Jika resolusi suatu lembaga formal yang didukung oleh banyak negara saja seabreg yang akhirnya omdo, apalagi resolusi yang cuma ditulis oleh seorang pribadi.

Bisa positif kalau mikirnya dibalik. Resolusi pribadi justru akan lebih kuat dan berdampak. Orang tidak mungkin bohong pada diri sendiri. Kalau tak yakin bisa menikah, tak mungkin seseorang akan bertekad untuk menikah.

Lagi pula resolusi suatu lembaga yang tiap saat disorot oleh pers, bisa saja suatu resolusi untuk citra. Resolusi untuk diri sendiri tak dibikin untuk image. Andai saya tak kebetulan masuk kamar anak saya itu, nggak bakalan saya tahu target-target pribadi anak saya.

Artinya tulisan di dinding itu bisa jadi lebih jujur ketimbang resolusi PBB. Arti selanjutnya, lebih mungkin untuk dilaksanakan oleh yang bersangkutan.
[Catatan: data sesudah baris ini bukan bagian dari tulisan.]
Issue #707, opened 2020-07-09
Get All Users > query users($input: UserListInput) > 'total' number of users data looks incorrect (i.e. whooping 78K+) )


iPiyushPatel:
**Describe the bug**
Get All Users > query users($input: UserListInput) > 'total' number of users data looks incorrect (i.e. whooping 78K+) )

**Steps to Reproduce**
On Graphql playground or Postman - create a API request as below snap & attached notepad file and execute request.

**Expected Result**
Users total info is correct.

**Actual Result**
 'total' number of users data looks incorrect (i.e. whooping 78K+) ). See video - https://www.awesomescreenshot.com/video/364100?key=89a1d762a55241cfbf12c87eb5f3085b

Via postman & seeing on UI have different counts for users.

Also i double check while seeing 100 record per page on 60th page and it returned null, so something is wrong here.
![image](https://user-images.githubusercontent.com/5212585/87048829-da42c000-c219-11ea-9d90-c6e2c971ffeb.png)

GraphQL Query: (Users)
![image](https://user-images.githubusercontent.com/5212585/87046823-43750400-c217-11ea-9618-9e0ead24aaaa.png)

**Query and Input File**
[users_bigTotal.txt](https://github.com/SeedCompany/cord-api-v3/files/4897186/users_bigTotal.txt)

CordAPIV3# e5a7ad9

zkhin:
@iPiyushPatel I created over 10K users and tried to reproduce this issue but it works fine on my side. Can you still reproduce on your side?

iPiyushPatel:
Hi @zkhin 

I've looked into this further and compared User Records displayed on Neo4J browser (http://localhost:7474/browser/) & returned via API.
Still I see record count is different on both i.e. Neo4j browser say 368 where as API returns 80647 . I've also tried creating a new one and both increased by +1 :) 

SEE: https://drive.google.com/file/d/13wQwPRfsykjXdNuDBOscf9sfUowOaQb3/view?usp=drivesdk

I've used below query to get data on Neo4J browser: MATCH (n:User) RETURN count(n) as count

Let me know if you still any other information or have any feedback/suggestion for me.

Thanks,

zkhin:
`MATCH (n:User {active: true}) RETURN count(n) as count`
It really matches exactly with the API total and neo4j results on my side.

iPiyushPatel:
Hi @zkhin 
[...]

PR #710, opened 2020-07-09
Issue: 707 - Fix user list total

zkhin:
Fixes: https://github.com/SeedCompany/cord-api-v3/issues/707

### DIFF
--- a/src/components/user/user.service.ts
+++ b/src/components/user/user.service.ts
@@ -117,7 +117,7 @@ export class UserService {
     return {
       items: result.items,
       hasMore: result.hasMore,
-      total: result.total,
+      total: result.items.length,
     };
   }
 


src/components/user/user.service.ts
```diff
@@ -117,7 +117,7 @@ export class UserService {
     return {
       items: result.items,
       hasMore: result.hasMore,
-      total: result.total,
+      total: result.items.length,
```
CarsonF, line 120: The `items` is only the current page. The `total` is the total across all pages. Thus you can't use the length of the current page to determine the `total`. If this were the case we wouldn't even ask for it and just use the length of the `items` ourselves.

zkhin: I see... so this issue https://github.com/SeedCompany/cord-api-v3/issues/707 is not issue, right?

CarsonF: If `hasMore` is true then `items` should not be empty. Also page 60 * count of 100 is offset 60,000 with the supposed total of 78436 again the items should not be empty.

Issue #716, opened 2020-07-10
Neo4jError: Variable `engagementId` not defined


CarsonF:
```
Neo4jError: Variable `engagementId` not defined (line 10, column 7 (offset: 1168))
"WHERE engagementId.value CONTAINS $value2"
       ^

    at DatabaseService.list (src/core/database/database.service.ts:759:32)
    at ProductService.list (src/components/product/product.service.ts:102:34)
    at EngagementService.listProducts (src/components/engagement/engagement.service.ts:391:40)
```
8476112b1c4b235f6807309e7ee36a6b381a65c5

zkhin:
@CarsonF Do we create `engagementId` property while creating `product`? 
https://github.com/SeedCompany/cord-api-v3/blob/8476112b1c4b235f6807309e7ee36a6b381a65c5/src/components/engagement/engagement.service.ts#L386-L407

CarsonF:
No it's pre-existing. A product belongs to an engagement.

zkhin:
Okay, then I think we need to rewrite the `listProducts` to fetch all Products which belongs to that engagement.
This issue occurs because it tries to find Products by `engagementId` in filter

CarsonF:
Oh ok so that generic list provides a way to get a list of all products regardless of the engagement they are attached to.

zkhin:
Yes, right. If we don't provide `engagementId` in filter, it will get all products regardless of that engagement.

CarsonF:
I think for now we want to keep both of those functionalities.

zkhin:
If you want to keep current `listProducts` function, then we need to refactor `product.service.ts/list` function. So if there's `engagementId` in filter, we need to write query to fetch products by `engagementId`

zkhin:
@CarsonF Can you let me know what is the `Relationship` between `Product` and `Engagement`? I wonder if we create a relation between `Product` and `LanguageEngagement` while creating `LanguageEngagement`. Is there other mutation that adds product to engagement?

CarsonF:
No products are created after the language engagement is created. There can be 0+ products on a language engagement.
The mutation is `createProduct`.

zkhin:
It will be blocked until we create relation between `Product` and `LanguageEngagement` while creating `Product`

CarsonF:
Please continue forward with that.

PR #725, opened 2020-07-12
Issue: 716 - Refactor product service list and readone

zkhin:
Fixes: https://github.com/SeedCompany/cord-api-v3/issues/716

### DIFF
--- a/src/components/product/product.service.ts
+++ b/src/components/product/product.service.ts
@@ -8,7 +8,7 @@ import { difference } from 'lodash';
 import { DateTime } from 'luxon';
 import { generate } from 'shortid';
 import { ISession } from '../../common';
-import { DatabaseService, ILogger, Logger } from '../../core';
+import { DatabaseService, ILogger, Logger, matchSession } from '../../core';
 import {
   AnyProduct,
   CreateProduct,
@@ -101,7 +101,8 @@ export class ProductService {
       ],
     });
 
-    if (!result || !result.id.value) {
+    if (!result || !result.id) {
+      this.logger.warning(`Could not find product`, { id: id });
       throw new NotFoundException('Could not find product');
     }
 
--- a/src/components/product/product.service.ts
+++ b/src/components/product/product.service.ts
@@ -169,7 +169,15 @@ export class ProductService {
       throw new NotFoundException('Could not find product');
     }
 
-    return result;
+    return {
+      ...result,
+      scriptureReferences: {
+        // TODO
+        canRead: true,
+        canEdit: true,
+        value: [],
+      },
+    };
   }
 
   async update(input: UpdateProduct, session: ISession): Promise<AnyProduct> {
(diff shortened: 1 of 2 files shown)


src/components/product/product.service.ts
```diff
@@ -63,63 +74,116 @@ export class ProductService {
...
-      },
-    });
+      });
+
+      const products = await productQuery.run();
+
+      result.items = await Promise.all(
+        products.map(async (product) => this.readOne(product.id, session))
+      );
+      result.total = result.items.length;
```
michaelmarshall, line 162: We don't want to run more than one DB query per function if we can help it.

src/components/product/product.service.ts
```diff
@@ -63,63 +74,116 @@ export class ProductService {
...
+          { name: 'methodology', secure: false },
+        ],
+        input: {
+          page,
+          count,
+          sort,
+          order,
+          filter,
+        },
+      });
```
michaelmarshall, line 185: We need to not use the old `database.service.ts` file functions. Instead, use the `query.helpers.ts` exports.

src/components/product/product.service.ts
```diff
@@ -63,63 +74,116 @@ export class ProductService {
...
+            active: true,
+            id: $requestingUserId
+          }),
+          (engagement {id: $engagementId, active: true, owningOrgId: $owningOrgId})
+          ,(product:Product {active:true})
+        WITH COUNT(product) as total, engagement, product
+          RETURN total, product.id as id, product.createdAt as createdAt
+          ORDER BY ${sort} ${order}
+          SKIP $skip LIMIT $count
+      `;
```
michaelmarshall, line 147: We need to compose the query using the functions from `query.helpers.ts`. The `organization` service's `list` function is a good example.

src/components/product/product.service.ts
```diff
@@ -63,63 +74,116 @@ export class ProductService {
...
-      approach: result.approach.value,
-      methodology: result.methodology.value,
+      createdAt: result.createdAt,
+      type: result.type,
+      books: result.books,
+      mediums: result.mediums,
+      purposes: result.purposes,
+      approach: result.approach,
+      methodology: result.methodology,
     };
```
michaelmarshall, line 118: This needs to be in the `query.helpers.ts` style. Use the `organization` service's `readOne` function as an example.

zkhin:
@michaelmarshall I think I need to implement `filterByEngagement` in `query.helper.ts` for filtering products by engagementId. Maybe it's similar to `filterByUser` but let me that I can use `:engagement` relationshipType.

src/components/product/product.service.ts
```diff
@@ -23,106 +37,141 @@ import {
...
+    const props = ['mediums', 'purposes', 'methodology'];
+    const query = this.db
+      .query()
+      .call(matchRequestingUser, session)
+      .call(matchUserPermissions, 'Product', id)
+      .call(addAllSecureProperties, ...props)
+      .with([
+        ...props.map(addPropertyCoalesceWithClause),
+        'coalesce(node.id) as id',
+        'coalesce(node.createdAt) as createdAt',
```
CarsonF, line 163: FYI there's no need to `coalesce` if there's not more than one argument in the function call.

src/core/database/query.helpers.ts
```diff
@@ -621,6 +621,22 @@ export function filterByUser(
   ]);
 }
 
+// used to search a specific engagement's relationship to the target base node
+// for example, searching all products a engagement is a part of
+export function filterByEngagement(
```
CarsonF, line 626: This is specific to engagements. It should live in the engagements folder not core.

src/components/product/product.service.ts
```diff
@@ -242,4 +216,109 @@ export class ProductService {
...
+    const query = this.db
+      .query()
+      .call(matchRequestingUser, session)
+      .call(matchUserPermissions, 'Product');
+
+    if (filter.methodology) {
+      query.call(filterByString, label, 'methodology', filter.methodology);
+    } else if (filter.approach) {
+      query.call(filterByString, label, 'approach', filter.approach);
+    } else if (filter.engagementId) {
```
CarsonF, line 238: These filters are not either/or. They all could be applied at once.

src/components/product/product.service.ts
```diff
@@ -23,106 +37,141 @@ import {
...
+    if (!result) {
+      throw new ServerException('failed to create default product');
     }
 
+    const id = result.id;
+
+    // add root admin to new product as an admin
+    await this.db.addRootAdminToBaseNodeAsAdmin(id, 'Product');
+
+    this.logger.debug(`product created, id ${id}`);
```
CarsonF, line 108:
```suggestion
    this.logger.debug(`product created`, { id });
```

Tapi ada juga pendapat lain. Tekad dan perubahan hendaknya langsung wujudkan dalam perbuatan. Sebagaimana ilmu pengetahuan yang diajarkan leluhur melalui tembang macapat Pocung, ngelmu kuwi kelakone kanthi laku: Ilmu itu (kata-kata) mestinya langsung berwujud tindakan.

“Tidak usah diresolusi-resolusikan. Begitu juga tahun 2012 ini mau ngapain, mau tersenyum lebih sering ke banyak orang, langsung saja lakukan. Ndak usah diomong-omongin, ” barangkali begitu kata Sampeyan.

Ada benarnya juga. Tapi bagaimana dengan pendapat lama di dunia bahwa “pada awalnya adalah kata”. Bahkan bagi yang percaya, Tuhan menciptakan alam semesta dengan kata-kata yaitu”Jadi”, maka terjadilah.

Mungkin karena itu Bung Karno ambil jalan tengah. Bagi Proklamator itu bukan “sedikit bicara banyak bekerja” tapi “banyak bicara banyak bekerja” ini.

Menulis resolusi termasuk dalam banyak bicara itu.

Jalan tengah yang saya usulkan, bagaimana kalau berkata-kata atau menulis dianggap perbuatan juga seperti pernah dibilang ahli bahasa Denmark Otto Jespersen? Dengan kata lain, satunya kata dan perbuatan?

Kita kesurupan oleh kata-kata yang kita bikin sendiri. Bahasa kerennya mungkin trance-resolution melalui self hypnosis.

Jika dikaitkan dengan gambar, resolusi yang membuat kesurupan itu mungkin resolusi minimal 300 dpi.